Амит внимательно вглядывался в макет, пытаясь уловить ускользающую мысль. Экспонат вовсе не был воссозданием древнего храма царя Ирода, каким себе его представляли многие консервативные предки Коэна, а современным комплексом из стекла и камня, вписанным в три концентрических внутренних двора, с двенадцатью воротами в каждом. Проект казался ему удивительно знакомым. Но чем — припомнить не удавалось.
Они перешли в другую комнату выставки, где прямоугольные стеклянные шкафчики хранили копии с оригиналов священных сосудов из утвари Третьего храма. Амит объяснил Жюли область применения некоторых экспонатов: золоченый церемониальный бараний рог Шофара; золотой кубок с ручкой, называемый «мицрак», служивший для собирания жертвенной крови; богато украшенный серебряный совок — им собирали золу и пепел, остававшиеся после сжигания приношений; стол для хлебов предложения с двенадцатью буханками, символизирующими двенадцать племен Израилевых;[85] малиновая лотерейная коробка, из которой во время Йом Киппур тянули жребий для искупительных жертв, и золотой кувшин для масла,[86] из которого подливали масло в лампады меноры. Здесь даже были красиво инкрустированные арфы и лиры, на них левитские священники исполняли оркестровые музыкальные произведения во внутренних дворах храма.
— Такое впечатление, будто они собрались переехать туда, — вполголоса проговорила Жюли.
— Точно.
— А там у нас что? — спросила она, показав глазами на манекен в натуральную величину, в зеленовато-синей мантии, вышитой золотой нитью, с золотым нагрудником, украшенным двенадцатью драгоценными камнями, и в изящном тюрбане с золотой тиарой.
— Кто этот джинн?
Амит хмыкнул.
— Это ритуальное облачение первосвященника храма.
— Шикарно, — сказала она, качая головой.
Амит прочитал вслух надпись на табличке:
— «И сказал Бог Моисею…»
Он позволил себе сказать «Бог», в то время как в тексте таблички было написано «Б-г» в соответствии с иудейским законом, запрещающим написание этого слова целиком.
— «И возьми к себе Аарона, брата своего, и сынов его с ним от среды сынов Израилевых, чтоб он был священником Мне… И скажи всем мудрым сердцем, которых Я исполнил духа премудрости, чтобы они сделали Аарону священные одежды для посвящения его, чтобы он был священником Мне…» Цитата обозначена как «Исход, двадцать восемь».

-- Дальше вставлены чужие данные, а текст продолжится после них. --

PR #85, opened 2017-04-13
ForwardDiff only returns dense derivatives

dpo:
Because Jacobians and Hessians returned by ForwardDiff are always dense arrays, using `sparse()` on them is not safe because the number of nonzeros and their location appears to change with the iterations. Until ForwardDiff returns sparse derivatives, I think we have no choice but store them as dense.


abelsiqueira:
Thanks

PR #86, opened 2017-04-14
only use multipliers for general constraints

dpo:
Certain solvers (i.e., KNITRO :roll_eyes:) supply m+n multipliers to evaluate the Hessian and Hessian-vector products, including multipliers associated to the bound constraints.


abelsiqueira:
Thanks

PR #91, opened 2017-07-11
Nonlinear Least Squares

abelsiqueira:


src/NLSModels.jl
```diff
@@ -0,0 +1,301 @@
...
+    return new(Counters(), 0, 0, 0, 0, 0, 0)
+  end
+end
+
+nls_counters(nls :: AbstractNLSModel) = nls.counters
+
+function sum_counters(c :: NLSCounters)
+  s = sum_counters(c.counters)
+  for field in fieldnames(NLSCounters)
+    if field == :counters; continue; end
```
dpo: This could be a bit simpler: `field == :counter && continue`.

abelsiqueira: Ah yes. I was using `if A; B end` instead of `A && B` for some time. But now that I look back, I can't see a good reason why.

dpo:
💯 Thanks! This is a lot of work! Will this basically deprecate NLSModels.jl?

abelsiqueira:
Yes, NLSModels.jl should be all here.

src/viability_model.jl
```diff
@@ -0,0 +1,93 @@
+export ViabilityModel
```
dpo: Where does the name Viability come from? Do you mean Feasibility?

abelsiqueira: Yes, sorry. Brazilianizing again.

src/feasibility_model.jl
```diff
@@ -0,0 +1,93 @@
+export FeasibilityModel
+
+# TODO: Extend to handle bounds
+"""
+A viability model is created from a NLPModel of the form
```
dpo: Here's another "viability" :-).

src/feasibility_model.jl
```diff
@@ -0,0 +1,93 @@
...
+
+    min f(x)
+    s.t c(x) = 0
+
+by defining the function F(x) = c(x). If the problem has
+bounds on the variables or more constraints, an error
+is thrown.
```
dpo: Normally, what we call a feasibility problem is a problem with a constant objective function. It can have equality and inequality constraints. Its sole purpose is to identify a feasible point. I wonder if we could give this one another name to avoid confusion. Maybe FeasibilityResidual or something like that?

abelsiqueira:
Updated. I used FeasibilityResidual as the new name.

src/NLSModels.jl
```diff
@@ -144,7 +147,7 @@ end
 """
     Jx = jac_op_residual(nls, x)
 
-Computes J(x), the Jacobian of the residual at x, on Linear Operator form.
+Computes J(x), the Jacobian of the residual at x, on linear operator form.
```
dpo: `in`

dpo:
Thank you! 💯

PR #93, opened 2017-09-17
Add constraints to autodiff nls

abelsiqueira:


src/NLSModels.jl
```diff
@@ -21,6 +21,7 @@ type NLSCounters
 end
 
 nls_counters(nls :: AbstractNLSModel) = nls.counters
+counters(nls :: AbstractNLSModel) = nls_counters(nls).counters
```
dpo: Do we want the counters to be aliased this way? Won't it make it difficult to compare, e.g., the number of objective evaluations when running a solver on a set of problems?

src/autodiff_nlsmodel.jl
```diff
@@ -11,22 +12,37 @@ type ADNLSModel <: AbstractNLSModel
...
                     lvar :: Vector = fill(-Inf, length(x0)),
-                    uvar :: Vector = fill(Inf, length(x0))
+                    uvar :: Vector = fill(Inf, length(x0)),
+                    y0 :: Vector = Float64[],
+                    c :: Function = (args...)->throw(NotImplementedError("cons")),
+                    lcon :: Vector = Float64[],
+                    ucon :: Vector = Float64[]
                    )
   nvar = length(x0)
+  ncon = maximum([length(lcon); length(ucon); length(y0)])
```
dpo: I think it should be an error if they were not of the same length. It's too confusing.

abelsiqueira: I'll forbid empty lcon and ucon then, and default y0 to zeros.

src/NLSModels.jl
abelsiqueira: It's this way because of models like `SlackModel`, which uses the counters of the submodel. In particular I'm using it to increment the counters. One alternative would be create something like
`increment_counter(c :: Symbol)`, and remove all `counters(nlp)` and `nls_counters(nls)`.

dpo: What I mean is: do `NLSModel` instances also have `neval_obj`, etc., counters?

src/autodiff_nlsmodel.jl
dpo: Ok.

src/NLSModels.jl
abelsiqueira: [Yes](https://github.com/JuliaSmoothOptimizers/NLPModels.jl/blob/abfb806e1d1af903f2b2bfe5bdcd2ccb810478f0/src/NLSModels.jl#L43). We probably need to test whether all this referencing is being done right.

dpo:
Where does this stand?

abelsiqueira:
I'm rebasing and fixing what was mentioned before.

src/autodiff_nlsmodel.jl
```diff
@@ -61,3 +73,101 @@ function hprod_residual!(nls :: ADNLSModel, x :: AbstractVector, i :: Int, v ::
   Hiv[:] = ForwardDiff.hessian(x->nls.F(x)[i], x) * v
   return Hiv
 end
+
+function cons(nls :: ADNLSModel, x :: Vector)
+  increment!(nls, :neval_cons)
+  return nls.c(x)
+end
```
dpo: If we asked the user to supply `cons!` instead of `cons`, would we loose efficiency in the AD computations?

src/autodiff_nlsmodel.jl
```diff
@@ -61,3 +73,101 @@ function hprod_residual!(nls :: ADNLSModel, x :: AbstractVector, i :: Int, v ::
...
+function cons!(nls :: ADNLSModel, x :: Vector, c :: Vector)
+  increment!(nls, :neval_cons)
+  c[1:nls.meta.ncon] = nls.c(x)
+  return c
+end
+
+function jac_coord(nls :: ADNLSModel, x :: Vector)
+  increment!(nls, :neval_jac)
+  J = ForwardDiff.jacobian(nls.c, x)
+  return findnz(J)
```
dpo: Because `J` is always dense, perhaps we can return something like `([j for i = 1 : n for j = 1 : m], [i for i = 1 : n for j = 1 : m], J[:])` (not tested)? I'm not sure if that would be more or less efficient.

dpo:
Are there any obvious tests we could add? Maybe derivative checks against finite differences?

src/autodiff_nlsmodel.jl
abelsiqueira: I don't think so. Do we change this is general, instead of only for NLS AD?

src/autodiff_nlsmodel.jl
abelsiqueira: J is dense, but may have zeros, and `findnz` will not return those.

abelsiqueira:
We can add more tests in NLS consistency, but I need to implement constraints in the other NLS models first - which I already started.

src/autodiff_nlsmodel.jl
dpo: Ok

src/autodiff_nlsmodel.jl
dpo: The only other places would be SimpleNLPModel and ADNLPModels, no?

abelsiqueira: Yes. It should be simple.

abelsiqueira:
NLS-consistency checks implemented on #102.

src/autodiff_nlsmodel.jl
abelsiqueira: I've checked if using only `c!(x, cx)` would be possible, but it doesn't appear to be because of the Hessian. We could have the user give both `c` and `c!`, but I'm not sure that's a good idea.

dpo: I don't think that would be a good idea. What's the issue with the Hessian?

abelsiqueira: I'm computing the Hessian of the i-th constraint as
```julia
ForwardDiff.hessian(x->nlp.c(x)[i], x)
```
and couldn't make it work using `c!`.

dpo: That's odd because `cons!(x, c)` is supposed to return `c`, so I would have expected `x -> nlp.cons!(x, c)[i]` to work. But if it doesn't, oh well.

abelsiqueira: It gives some conversion error with Dual

abelsiqueira:
Error is the same Homebrew problem. This should be ready to merge.

dpo:
Thank you.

Но Жюли уже направлялась к другому экспонату.
— А это? — Она присела на корточки взглянуть поближе на массивный блок известняка с орнаментом в виде розеток и штриховок.
Амит подошел к ней и прочитал надпись на иврите.
— По всей видимости, краеугольный камень Третьего храма.
— Узоры эти… — проговорила она, прижав лицо к стеклу, чтобы лучше разглядеть гравировку. — Тебе они не кажутся знакомыми?
Подойдя ближе, он понял, что она имела в виду.
— Такие же, как на оссуарии, что я показывал тебе сегодня. Удивительно!
В мозгу Амита словно что-то включилось. Предложение Жюли сходить на экскурсию оправдало себя сполна.
Пройдя под вывеской на иврите и английском «Святая святых», они вошли в последнюю комнату выставки и остановились перед ее главным экспонатом. Волнующая оркестровая музыка негромко лилась из невидимых динамиков. На возвышении, установленном в центре комнаты, было… пусто.
— По-моему, тут смотреть особо нечего, — ухмыльнулась Жюли.